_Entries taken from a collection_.
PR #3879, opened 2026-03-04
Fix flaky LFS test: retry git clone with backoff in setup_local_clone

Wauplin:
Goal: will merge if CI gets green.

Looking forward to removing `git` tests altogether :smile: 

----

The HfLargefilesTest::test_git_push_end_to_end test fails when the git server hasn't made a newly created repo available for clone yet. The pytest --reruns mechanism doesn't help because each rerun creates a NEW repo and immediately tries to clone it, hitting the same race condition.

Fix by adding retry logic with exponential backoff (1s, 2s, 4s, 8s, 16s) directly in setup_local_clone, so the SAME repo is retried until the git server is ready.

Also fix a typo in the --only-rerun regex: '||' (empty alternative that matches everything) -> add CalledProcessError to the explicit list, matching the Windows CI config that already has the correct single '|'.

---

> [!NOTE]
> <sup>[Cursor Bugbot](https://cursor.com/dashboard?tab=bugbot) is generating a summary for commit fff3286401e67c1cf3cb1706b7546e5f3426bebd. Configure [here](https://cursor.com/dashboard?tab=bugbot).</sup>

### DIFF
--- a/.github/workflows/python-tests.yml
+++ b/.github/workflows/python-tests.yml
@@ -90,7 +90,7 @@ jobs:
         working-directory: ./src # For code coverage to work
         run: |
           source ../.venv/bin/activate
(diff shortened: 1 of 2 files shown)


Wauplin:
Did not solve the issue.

_WHAT IS REQUIRED_.
Nothing but a number, please, for how many lines of the data hold "github".

_YOUR RESPONSE_.
2